I wrote this poem long after the event described in it actually happened. In 1992, I was working as an environmental reporter completing my doctoral research on how we communicate about environmental issues (which are human rights issues – right?). I was comparing and contrasting the dominant discourses leading up to the United Nations Conference on Environment & Development, held in Rio de Janeiro, and called by activists, The Earth Summit. I was in deep. The focus of my dissertation was to deconstruct the language and images being used and compare the stark differences between first world and third world; and between the dominant culture and indigenous cultures; and why we are often not even talking about the same thing when we try to reach international environmental agreements.
However, I write poetry not to try to understand the world but to understand myself, one livingbeing in this complex world. I write as a spiritual practice.
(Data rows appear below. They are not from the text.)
PR #2051, opened 2015-07-22
Ensure a valid $loc and $loc->time_zone exists before creating DateTime object

moollaza:
/cc @jagtalon 

Mostly needed for internal purposes, but it doesn't hurt to be safe :+1:


russellholt:
LGTM, assuming it's tested :)

PR #2052, opened 2015-07-22
Product Hunt: Relevancy Block Continuation

moollaza:
Continuation of https://github.com/duckduckgo/zeroclickinfo-spice/pull/1750

/cc @MrChrisW @altern8tif 

I've moved to a relevancy block because ultimately that is the correct way to handle the relevancy checks. I noticed that when we put it in the `normalize` function, we don't call `Spice.failed()` in the case when there's nothing relevant which is bad as it means all the other IA's that may trigger will end up waiting.

I'm happy with this and will double check that the relevancy checking get's fixed internally.

Any thoughts?

---

IA Page: https://duck.co/ia/view/product_hunt


jagtalon:
@moollaza looks like it's a bit too aggressive:

Current:
screen shot 2015-09-17 at 2 24 46 pm

New:
screen shot 2015-09-17 at 2 25 22 pm

moollaza:
@jagtalon that's because of the internal relevancy bug I discovered earlier: https://github.com/duckduckgo/zeroclickinfo-spice/pull/1750#issuecomment-92426959

I bet if you use "producthunt" instead of "product hunt" you'll have most or all of the results.

Either way I'd rather we have false negatives than false positives. Right now it's a little too lenient on the matching which is worse.

PR #2060, opened 2015-07-31
Twitch: Remove minItemsForModeSwitch

jagtalon:
There doesn't seem to be any reason to show 3 items in a grid so it's probably best to remove this. Removing this will use the default instead which is 12 items.


moollaza:
LGTM :+1:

I wrote this poem to try to understand my righteous anger, to understand it as power, and to diminish its hold on me. That subject came up again today, so I am posting this poem to share with you.
Another Challenge to Love, Brazil 1992
Just outside Santo Antonio da Platina in the southern state of Parana, the grand patron speaks a clipped British in the nasal twang of Brazilian Portuguese.
He boasts, It was much better when we had a dictator! You could get things done in this country!
I am the jornalista norte-americana writing for the imprensa verde. He needs to impress me. Serves warm coca-cola. I would rather have guarani, suco de caju, anything local, but coke is so much more cosmopolitan.
I am polite. I am his guest. I murmur, Obrigado, and he says I talk like an indio implying dumb.
I am doing a story on the floresta policia, former military police re-assigned to protect the forest. In the on-going undeclared war on the poor, the floresta policia shoot anyone they catch poaching palm heart.
PAH! he bursts. We gave the peasants bags of peanuts. And they ate them! They were to plant crop! Stupido!
I say, Perhaps they were hungry.
His two blond sons run into the room looking for snacks. They look like their father, descendents of German immigrants.
Your children like to eat, I smile.
Yes, all day long! He claps for the dark-skinned girl to feed them.
I say, Even the children of the poor get hungry. I guess that’s why they ate the peanuts.
He squints at me afraid he has a Marxist in his house.
On the tour of his property, hectares of sugar cane, a river stocked with jacaré for alligator boots and handbags, he brags he had the oldest daughter of his head fieldhand fixed before sending her to college.
So she would not waste her education making a poor man’s babies, he tells me.
I stare at him.
His wife screams at me, Entendi!
No, I do not understand.
How do you
get to take the womb
of a smart, young, brown woman?
But he had already done
what he had the power to do.
Under my breath, I curse him:
Your river will grow thick with sludge
An alligator will bite off your cock
Your cana will spoil in the field
Your wife will abscond with your money
She will flee the country with a servant boy
Your youngest son will marry
An Afro-Brazilian Candomblé priestess
And have brilliant twin mulato daughters
Who will spit on your polished shoes
Then the ancestors and the descendants
Of every man and every woman
Who ever worked your fields
Will make filth of your intestines
While dancing samba at Carnaval
You will be left begging for your life
On the streets of the city.
The first stars of the Southern Cross
begin to shine in the lavender twilight.
Star light, star bright, I wish I may, I wish I might
I wish I could love my enemies
but my heart goes cold against those
who seek to destroy the liberties I cherish.
Candomble, Afro-Brazilian religion and spiritual cosmology derived from Ife in West Africa.
floresta policia, ‘forest police’ term for federal armed guards of areas designated ‘natural’ by the Brazilian government in the early 1990s.
guarani, popular drink
imprensa verde, ‘green press’ term for environmental reporting
indio, Indian, indigenous person from any of the hundreds of tribes/nations found originally throughout Brazil
jacaré , alligator
jornalista norte-americana, female journalist from the U.S.